Figure out the number of lines in the entries that hold the string "instead", then give that number and nothing else.
----
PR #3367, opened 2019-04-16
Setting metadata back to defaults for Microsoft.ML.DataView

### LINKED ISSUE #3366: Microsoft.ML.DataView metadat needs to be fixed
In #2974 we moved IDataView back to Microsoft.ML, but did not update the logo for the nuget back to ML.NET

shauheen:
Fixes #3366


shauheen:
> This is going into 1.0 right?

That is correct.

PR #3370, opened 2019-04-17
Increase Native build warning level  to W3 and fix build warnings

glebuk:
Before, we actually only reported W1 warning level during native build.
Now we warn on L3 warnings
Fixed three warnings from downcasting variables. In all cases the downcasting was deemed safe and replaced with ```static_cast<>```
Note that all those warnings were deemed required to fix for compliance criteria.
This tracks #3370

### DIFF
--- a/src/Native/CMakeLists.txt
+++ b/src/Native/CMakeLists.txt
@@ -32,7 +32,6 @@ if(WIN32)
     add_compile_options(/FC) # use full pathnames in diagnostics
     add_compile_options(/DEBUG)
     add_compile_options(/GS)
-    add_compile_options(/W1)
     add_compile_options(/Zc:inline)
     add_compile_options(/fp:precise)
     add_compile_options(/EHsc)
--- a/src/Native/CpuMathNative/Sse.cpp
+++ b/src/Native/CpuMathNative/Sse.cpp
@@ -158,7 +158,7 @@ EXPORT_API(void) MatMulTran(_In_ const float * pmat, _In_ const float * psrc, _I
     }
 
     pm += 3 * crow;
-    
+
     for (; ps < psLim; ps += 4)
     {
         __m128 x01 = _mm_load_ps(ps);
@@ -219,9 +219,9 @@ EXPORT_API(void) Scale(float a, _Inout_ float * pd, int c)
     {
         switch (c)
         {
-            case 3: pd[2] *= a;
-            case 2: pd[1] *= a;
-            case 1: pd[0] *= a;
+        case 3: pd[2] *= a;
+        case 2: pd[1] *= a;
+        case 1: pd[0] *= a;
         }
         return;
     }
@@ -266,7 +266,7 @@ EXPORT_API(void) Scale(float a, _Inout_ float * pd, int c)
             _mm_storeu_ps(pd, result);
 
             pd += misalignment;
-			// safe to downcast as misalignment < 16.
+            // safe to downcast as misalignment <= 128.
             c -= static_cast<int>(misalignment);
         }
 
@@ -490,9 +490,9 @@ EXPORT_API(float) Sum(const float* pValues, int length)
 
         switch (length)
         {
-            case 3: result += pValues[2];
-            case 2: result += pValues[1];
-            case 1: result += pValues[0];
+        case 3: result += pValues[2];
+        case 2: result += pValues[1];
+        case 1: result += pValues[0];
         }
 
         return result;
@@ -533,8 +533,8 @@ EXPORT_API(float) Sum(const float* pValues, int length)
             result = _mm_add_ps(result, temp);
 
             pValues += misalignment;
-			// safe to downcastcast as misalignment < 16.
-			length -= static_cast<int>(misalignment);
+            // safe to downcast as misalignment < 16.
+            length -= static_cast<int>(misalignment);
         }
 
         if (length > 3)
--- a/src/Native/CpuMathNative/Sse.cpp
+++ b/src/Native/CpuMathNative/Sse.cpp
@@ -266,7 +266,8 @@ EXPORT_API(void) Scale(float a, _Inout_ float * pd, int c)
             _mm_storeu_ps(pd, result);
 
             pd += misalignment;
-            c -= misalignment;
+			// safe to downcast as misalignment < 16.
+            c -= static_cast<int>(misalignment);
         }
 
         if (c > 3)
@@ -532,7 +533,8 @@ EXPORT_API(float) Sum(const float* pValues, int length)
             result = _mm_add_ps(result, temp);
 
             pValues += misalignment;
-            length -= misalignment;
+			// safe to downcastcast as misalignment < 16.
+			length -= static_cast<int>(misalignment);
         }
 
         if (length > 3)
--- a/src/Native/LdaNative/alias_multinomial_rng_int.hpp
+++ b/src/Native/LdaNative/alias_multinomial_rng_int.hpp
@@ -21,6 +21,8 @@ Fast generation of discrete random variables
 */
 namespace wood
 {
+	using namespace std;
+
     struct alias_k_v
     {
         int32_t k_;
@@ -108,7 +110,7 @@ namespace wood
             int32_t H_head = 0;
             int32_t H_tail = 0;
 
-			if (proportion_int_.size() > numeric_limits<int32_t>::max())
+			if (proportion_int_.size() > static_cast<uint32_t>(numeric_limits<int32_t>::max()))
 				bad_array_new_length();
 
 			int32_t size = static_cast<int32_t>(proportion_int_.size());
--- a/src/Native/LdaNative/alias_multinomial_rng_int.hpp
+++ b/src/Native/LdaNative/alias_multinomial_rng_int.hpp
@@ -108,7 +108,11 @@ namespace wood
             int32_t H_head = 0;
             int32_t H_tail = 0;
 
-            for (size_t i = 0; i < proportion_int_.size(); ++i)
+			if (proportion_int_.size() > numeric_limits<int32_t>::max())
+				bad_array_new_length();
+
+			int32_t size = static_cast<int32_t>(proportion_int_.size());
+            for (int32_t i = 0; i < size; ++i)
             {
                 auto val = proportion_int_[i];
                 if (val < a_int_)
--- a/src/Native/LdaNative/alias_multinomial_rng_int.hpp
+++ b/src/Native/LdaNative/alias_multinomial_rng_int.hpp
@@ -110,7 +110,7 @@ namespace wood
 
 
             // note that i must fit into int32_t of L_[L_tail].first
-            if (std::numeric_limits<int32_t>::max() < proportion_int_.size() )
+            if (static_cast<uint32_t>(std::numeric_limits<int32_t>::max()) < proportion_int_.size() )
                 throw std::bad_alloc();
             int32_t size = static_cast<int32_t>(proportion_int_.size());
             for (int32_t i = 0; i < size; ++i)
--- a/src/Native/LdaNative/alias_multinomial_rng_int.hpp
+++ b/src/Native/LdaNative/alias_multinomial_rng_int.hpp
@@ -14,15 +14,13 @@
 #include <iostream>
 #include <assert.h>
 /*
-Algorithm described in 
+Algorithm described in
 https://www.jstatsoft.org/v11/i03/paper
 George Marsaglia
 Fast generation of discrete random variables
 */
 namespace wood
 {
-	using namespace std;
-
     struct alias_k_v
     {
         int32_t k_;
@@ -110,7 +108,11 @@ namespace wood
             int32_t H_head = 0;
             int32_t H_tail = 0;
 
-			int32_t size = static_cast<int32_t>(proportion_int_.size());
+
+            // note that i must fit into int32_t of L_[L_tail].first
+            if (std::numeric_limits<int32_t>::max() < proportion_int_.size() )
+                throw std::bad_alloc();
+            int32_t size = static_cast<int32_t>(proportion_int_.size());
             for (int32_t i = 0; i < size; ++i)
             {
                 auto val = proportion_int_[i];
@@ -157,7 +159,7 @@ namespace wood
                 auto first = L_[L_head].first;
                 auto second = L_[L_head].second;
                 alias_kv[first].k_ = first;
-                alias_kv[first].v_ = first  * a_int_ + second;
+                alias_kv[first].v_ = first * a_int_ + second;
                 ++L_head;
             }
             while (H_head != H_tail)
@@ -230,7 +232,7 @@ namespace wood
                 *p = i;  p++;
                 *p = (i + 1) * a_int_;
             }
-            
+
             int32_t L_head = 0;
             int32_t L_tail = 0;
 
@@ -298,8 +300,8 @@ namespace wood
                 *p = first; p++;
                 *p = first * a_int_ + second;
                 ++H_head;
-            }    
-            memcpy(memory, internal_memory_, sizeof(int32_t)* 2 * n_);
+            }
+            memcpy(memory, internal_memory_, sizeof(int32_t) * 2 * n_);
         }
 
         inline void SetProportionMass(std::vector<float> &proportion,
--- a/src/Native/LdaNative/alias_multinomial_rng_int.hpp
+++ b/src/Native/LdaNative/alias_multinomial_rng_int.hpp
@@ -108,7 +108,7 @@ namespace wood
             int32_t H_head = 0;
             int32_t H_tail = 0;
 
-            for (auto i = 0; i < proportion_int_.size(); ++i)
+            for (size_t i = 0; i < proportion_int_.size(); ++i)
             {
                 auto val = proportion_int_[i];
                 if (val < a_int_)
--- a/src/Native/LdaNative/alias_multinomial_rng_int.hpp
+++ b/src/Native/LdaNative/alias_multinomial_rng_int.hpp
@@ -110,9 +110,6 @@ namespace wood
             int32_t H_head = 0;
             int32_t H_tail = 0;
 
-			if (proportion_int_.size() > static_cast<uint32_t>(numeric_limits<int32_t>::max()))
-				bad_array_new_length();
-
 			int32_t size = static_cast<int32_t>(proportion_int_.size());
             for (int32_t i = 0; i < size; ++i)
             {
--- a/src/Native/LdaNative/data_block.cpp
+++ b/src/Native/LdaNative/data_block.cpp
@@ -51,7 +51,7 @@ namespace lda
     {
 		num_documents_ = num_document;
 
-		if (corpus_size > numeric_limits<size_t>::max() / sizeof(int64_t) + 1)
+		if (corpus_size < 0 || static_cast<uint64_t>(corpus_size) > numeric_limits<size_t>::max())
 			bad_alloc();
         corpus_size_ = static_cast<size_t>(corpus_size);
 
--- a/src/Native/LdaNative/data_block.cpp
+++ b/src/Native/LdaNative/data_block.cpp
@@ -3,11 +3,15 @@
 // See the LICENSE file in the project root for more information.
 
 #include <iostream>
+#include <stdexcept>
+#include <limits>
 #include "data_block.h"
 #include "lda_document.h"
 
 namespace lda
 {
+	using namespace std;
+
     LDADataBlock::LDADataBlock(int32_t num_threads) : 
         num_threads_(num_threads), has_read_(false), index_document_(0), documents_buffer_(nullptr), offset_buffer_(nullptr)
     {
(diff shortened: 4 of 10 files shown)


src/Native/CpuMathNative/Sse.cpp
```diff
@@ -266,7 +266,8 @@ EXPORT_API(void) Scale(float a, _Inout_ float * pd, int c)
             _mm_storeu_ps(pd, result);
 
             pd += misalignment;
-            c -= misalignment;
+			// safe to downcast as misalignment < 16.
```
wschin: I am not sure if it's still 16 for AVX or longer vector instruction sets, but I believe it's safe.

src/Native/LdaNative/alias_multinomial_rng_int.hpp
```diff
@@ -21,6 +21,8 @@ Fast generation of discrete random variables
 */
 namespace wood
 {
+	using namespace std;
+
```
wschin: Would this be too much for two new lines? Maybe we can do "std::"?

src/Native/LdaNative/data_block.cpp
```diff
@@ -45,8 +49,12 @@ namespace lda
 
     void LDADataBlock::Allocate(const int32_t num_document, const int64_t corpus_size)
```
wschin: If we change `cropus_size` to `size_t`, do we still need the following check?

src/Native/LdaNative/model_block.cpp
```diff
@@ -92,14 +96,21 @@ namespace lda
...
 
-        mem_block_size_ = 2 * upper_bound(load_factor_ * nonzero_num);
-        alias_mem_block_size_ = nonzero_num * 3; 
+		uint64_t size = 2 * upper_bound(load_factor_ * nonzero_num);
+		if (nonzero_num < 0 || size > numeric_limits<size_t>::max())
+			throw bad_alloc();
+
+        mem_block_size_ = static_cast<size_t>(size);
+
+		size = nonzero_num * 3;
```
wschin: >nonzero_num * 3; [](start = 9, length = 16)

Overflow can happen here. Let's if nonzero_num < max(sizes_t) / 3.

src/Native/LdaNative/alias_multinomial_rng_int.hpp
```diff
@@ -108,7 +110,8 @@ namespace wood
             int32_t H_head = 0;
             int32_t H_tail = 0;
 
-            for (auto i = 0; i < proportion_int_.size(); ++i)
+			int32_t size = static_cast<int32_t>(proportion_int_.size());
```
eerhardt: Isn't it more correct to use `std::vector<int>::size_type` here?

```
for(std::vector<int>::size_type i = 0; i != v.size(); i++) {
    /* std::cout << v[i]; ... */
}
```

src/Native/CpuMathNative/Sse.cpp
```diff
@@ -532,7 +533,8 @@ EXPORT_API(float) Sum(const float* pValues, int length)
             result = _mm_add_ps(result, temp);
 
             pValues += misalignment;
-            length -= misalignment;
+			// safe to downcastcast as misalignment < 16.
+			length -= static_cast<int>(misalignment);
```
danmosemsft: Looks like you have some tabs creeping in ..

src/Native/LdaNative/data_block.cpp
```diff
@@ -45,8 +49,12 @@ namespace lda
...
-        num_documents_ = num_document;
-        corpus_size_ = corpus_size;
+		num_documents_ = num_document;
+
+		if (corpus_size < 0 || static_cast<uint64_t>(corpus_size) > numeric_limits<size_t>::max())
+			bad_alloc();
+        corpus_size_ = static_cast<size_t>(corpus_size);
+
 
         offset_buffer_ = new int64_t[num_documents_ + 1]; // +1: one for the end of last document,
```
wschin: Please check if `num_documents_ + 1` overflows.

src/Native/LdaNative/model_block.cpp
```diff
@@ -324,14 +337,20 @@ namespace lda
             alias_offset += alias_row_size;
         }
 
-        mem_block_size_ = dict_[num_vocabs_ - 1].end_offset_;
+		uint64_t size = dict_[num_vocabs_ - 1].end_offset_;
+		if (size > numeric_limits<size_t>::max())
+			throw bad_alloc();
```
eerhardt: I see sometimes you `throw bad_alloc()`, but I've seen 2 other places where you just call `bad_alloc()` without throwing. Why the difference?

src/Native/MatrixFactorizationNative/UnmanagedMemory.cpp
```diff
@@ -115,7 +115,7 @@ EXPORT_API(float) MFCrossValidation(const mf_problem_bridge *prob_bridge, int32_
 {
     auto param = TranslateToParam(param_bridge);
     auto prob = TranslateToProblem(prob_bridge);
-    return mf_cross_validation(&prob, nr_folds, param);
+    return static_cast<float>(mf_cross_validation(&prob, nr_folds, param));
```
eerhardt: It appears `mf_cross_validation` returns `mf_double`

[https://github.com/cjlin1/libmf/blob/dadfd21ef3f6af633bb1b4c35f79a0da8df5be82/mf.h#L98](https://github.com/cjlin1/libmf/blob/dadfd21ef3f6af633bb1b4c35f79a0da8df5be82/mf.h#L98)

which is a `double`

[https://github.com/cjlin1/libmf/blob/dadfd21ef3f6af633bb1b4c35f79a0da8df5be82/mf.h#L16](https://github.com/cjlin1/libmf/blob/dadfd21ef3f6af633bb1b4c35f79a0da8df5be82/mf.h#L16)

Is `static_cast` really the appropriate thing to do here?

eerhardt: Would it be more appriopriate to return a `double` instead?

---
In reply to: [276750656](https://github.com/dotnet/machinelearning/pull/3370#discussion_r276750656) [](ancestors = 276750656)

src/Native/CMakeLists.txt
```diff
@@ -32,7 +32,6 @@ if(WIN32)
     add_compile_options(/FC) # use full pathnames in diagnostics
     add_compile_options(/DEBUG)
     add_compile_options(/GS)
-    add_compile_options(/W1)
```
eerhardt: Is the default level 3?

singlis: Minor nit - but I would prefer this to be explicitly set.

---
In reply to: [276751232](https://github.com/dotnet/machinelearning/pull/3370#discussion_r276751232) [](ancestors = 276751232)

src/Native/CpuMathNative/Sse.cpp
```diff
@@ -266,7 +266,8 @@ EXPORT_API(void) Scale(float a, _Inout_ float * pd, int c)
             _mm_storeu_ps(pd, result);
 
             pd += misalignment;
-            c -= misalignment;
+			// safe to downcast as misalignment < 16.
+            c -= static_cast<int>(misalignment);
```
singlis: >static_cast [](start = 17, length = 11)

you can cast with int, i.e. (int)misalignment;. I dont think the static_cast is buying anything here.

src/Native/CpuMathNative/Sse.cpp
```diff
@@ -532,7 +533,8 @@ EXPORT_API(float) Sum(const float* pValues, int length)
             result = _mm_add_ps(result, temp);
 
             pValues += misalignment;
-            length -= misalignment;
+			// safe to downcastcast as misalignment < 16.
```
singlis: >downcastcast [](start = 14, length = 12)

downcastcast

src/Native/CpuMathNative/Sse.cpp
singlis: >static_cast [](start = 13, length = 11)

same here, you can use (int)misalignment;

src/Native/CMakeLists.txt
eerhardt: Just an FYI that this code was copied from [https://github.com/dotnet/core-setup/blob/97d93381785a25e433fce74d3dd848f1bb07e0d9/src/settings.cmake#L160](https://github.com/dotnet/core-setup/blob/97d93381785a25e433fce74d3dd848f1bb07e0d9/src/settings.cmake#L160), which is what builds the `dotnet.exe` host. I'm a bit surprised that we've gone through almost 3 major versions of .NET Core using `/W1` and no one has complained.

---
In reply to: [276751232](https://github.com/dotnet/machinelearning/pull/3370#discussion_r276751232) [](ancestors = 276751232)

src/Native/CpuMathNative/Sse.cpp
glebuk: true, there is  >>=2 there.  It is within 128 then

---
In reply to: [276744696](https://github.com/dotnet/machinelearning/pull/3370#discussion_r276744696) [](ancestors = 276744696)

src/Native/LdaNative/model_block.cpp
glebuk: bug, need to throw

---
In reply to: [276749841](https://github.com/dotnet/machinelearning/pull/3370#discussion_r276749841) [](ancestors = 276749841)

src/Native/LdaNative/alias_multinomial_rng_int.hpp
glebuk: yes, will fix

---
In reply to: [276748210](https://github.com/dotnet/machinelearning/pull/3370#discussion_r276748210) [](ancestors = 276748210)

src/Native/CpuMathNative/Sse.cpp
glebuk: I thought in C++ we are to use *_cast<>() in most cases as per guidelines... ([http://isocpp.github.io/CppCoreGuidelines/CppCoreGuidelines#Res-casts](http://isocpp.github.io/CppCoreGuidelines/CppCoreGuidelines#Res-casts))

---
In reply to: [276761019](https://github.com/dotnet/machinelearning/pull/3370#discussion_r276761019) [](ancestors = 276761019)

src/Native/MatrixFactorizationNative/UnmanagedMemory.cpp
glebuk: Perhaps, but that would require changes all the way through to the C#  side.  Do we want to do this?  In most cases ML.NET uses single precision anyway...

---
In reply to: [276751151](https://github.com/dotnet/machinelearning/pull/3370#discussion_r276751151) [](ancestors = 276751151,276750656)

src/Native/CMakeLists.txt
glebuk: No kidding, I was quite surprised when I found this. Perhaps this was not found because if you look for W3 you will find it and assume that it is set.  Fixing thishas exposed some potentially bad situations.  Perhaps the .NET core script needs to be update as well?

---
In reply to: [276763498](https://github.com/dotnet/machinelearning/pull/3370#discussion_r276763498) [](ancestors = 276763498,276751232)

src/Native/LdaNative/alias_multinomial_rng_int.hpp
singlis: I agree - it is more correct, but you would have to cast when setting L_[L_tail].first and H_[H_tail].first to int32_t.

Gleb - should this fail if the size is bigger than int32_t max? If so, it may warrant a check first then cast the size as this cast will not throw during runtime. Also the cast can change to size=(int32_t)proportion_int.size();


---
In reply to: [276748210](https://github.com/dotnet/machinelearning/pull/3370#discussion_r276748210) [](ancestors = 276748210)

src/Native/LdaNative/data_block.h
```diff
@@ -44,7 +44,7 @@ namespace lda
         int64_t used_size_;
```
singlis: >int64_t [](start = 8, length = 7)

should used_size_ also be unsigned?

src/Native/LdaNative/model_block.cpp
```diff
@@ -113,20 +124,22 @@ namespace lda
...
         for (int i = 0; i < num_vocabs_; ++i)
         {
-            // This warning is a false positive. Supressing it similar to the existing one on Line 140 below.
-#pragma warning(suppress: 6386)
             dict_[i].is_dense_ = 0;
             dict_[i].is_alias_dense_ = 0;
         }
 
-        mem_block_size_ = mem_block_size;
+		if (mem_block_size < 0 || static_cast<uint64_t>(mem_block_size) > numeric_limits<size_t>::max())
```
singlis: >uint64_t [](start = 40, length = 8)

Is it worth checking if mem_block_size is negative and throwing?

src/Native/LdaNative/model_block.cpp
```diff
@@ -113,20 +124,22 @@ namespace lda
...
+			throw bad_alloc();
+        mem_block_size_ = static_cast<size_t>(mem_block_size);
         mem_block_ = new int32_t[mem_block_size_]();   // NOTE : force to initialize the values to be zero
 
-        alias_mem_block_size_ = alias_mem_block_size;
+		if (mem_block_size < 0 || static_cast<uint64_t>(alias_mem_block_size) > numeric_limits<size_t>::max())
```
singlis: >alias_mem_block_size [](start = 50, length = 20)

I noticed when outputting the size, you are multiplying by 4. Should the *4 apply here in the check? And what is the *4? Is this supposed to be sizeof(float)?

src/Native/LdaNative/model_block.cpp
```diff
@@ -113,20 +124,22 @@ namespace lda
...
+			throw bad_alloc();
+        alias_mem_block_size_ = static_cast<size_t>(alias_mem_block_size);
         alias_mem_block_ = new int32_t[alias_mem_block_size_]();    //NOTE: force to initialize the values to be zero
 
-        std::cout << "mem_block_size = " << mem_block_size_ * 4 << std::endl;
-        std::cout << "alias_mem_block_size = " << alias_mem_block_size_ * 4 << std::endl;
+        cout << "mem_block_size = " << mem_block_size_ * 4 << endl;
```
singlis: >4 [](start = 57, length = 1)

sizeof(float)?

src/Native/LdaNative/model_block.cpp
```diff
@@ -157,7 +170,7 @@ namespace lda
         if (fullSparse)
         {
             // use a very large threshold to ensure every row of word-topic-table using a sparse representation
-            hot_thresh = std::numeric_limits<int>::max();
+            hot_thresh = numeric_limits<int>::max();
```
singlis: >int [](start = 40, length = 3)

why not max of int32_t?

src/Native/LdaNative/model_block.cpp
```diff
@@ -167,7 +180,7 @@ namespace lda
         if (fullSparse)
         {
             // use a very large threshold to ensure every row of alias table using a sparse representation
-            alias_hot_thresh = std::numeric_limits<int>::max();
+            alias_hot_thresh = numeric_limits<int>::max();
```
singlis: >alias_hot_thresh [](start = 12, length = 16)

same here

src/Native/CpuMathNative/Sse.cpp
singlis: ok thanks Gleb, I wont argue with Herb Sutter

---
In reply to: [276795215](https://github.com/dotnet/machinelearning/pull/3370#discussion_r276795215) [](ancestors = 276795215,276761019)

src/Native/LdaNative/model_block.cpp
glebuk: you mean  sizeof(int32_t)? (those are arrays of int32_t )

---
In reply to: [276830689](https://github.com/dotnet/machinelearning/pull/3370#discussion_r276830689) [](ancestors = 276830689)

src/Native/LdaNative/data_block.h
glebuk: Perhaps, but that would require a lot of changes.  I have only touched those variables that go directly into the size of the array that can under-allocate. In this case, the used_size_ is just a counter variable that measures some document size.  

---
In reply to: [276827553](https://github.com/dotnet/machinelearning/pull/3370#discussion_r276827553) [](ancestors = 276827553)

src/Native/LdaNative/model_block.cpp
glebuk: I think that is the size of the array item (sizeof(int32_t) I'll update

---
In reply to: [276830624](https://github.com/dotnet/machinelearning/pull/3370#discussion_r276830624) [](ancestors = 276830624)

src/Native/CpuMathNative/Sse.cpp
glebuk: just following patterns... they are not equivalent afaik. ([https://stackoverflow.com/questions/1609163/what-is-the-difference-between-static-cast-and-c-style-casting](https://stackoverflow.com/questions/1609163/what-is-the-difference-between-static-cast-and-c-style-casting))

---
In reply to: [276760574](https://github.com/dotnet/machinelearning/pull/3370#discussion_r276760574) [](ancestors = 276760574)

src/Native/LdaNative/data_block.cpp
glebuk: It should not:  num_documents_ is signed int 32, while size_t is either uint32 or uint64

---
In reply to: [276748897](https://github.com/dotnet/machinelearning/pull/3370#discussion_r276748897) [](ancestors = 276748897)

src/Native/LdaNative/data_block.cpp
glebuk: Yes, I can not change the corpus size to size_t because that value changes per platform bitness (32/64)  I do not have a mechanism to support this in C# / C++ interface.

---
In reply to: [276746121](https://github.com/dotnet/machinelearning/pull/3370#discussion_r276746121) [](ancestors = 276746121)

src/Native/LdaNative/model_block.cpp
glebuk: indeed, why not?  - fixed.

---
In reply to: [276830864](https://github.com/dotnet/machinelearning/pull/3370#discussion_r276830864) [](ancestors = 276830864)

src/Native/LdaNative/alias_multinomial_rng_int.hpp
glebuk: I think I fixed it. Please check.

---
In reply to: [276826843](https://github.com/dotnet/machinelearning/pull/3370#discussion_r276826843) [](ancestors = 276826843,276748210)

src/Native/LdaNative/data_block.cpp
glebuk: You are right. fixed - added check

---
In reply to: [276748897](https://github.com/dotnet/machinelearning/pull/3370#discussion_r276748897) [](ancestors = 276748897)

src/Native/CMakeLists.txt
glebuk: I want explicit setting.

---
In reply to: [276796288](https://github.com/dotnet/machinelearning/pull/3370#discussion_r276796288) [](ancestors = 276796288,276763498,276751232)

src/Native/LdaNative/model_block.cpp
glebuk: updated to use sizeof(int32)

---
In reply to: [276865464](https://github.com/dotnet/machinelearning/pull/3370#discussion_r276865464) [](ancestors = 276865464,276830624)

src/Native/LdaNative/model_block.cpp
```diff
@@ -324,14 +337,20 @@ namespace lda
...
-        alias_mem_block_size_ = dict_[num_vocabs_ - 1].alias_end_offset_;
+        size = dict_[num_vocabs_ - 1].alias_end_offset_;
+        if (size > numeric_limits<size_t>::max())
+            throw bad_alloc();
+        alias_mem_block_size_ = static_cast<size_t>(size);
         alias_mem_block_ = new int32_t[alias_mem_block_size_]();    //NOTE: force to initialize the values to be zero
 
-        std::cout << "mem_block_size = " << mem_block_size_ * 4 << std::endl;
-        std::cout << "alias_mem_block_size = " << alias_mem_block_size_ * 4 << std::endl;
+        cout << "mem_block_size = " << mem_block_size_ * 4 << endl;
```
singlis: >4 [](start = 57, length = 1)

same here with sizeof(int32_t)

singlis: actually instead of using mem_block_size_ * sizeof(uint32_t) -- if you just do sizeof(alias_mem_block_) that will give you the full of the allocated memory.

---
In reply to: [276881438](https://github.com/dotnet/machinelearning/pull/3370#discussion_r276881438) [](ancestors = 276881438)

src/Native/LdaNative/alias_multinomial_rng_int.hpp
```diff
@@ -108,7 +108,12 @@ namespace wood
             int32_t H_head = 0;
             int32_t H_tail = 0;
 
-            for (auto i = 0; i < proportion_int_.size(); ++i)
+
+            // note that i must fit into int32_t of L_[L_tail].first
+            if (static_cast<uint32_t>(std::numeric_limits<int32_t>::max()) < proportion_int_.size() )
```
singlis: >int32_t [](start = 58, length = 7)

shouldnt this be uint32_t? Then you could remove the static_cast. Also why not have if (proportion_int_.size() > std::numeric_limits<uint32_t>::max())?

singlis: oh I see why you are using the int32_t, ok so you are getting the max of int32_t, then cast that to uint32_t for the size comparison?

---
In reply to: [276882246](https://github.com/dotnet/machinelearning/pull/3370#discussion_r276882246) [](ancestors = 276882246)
----
> [YOUR SOLUTION] 2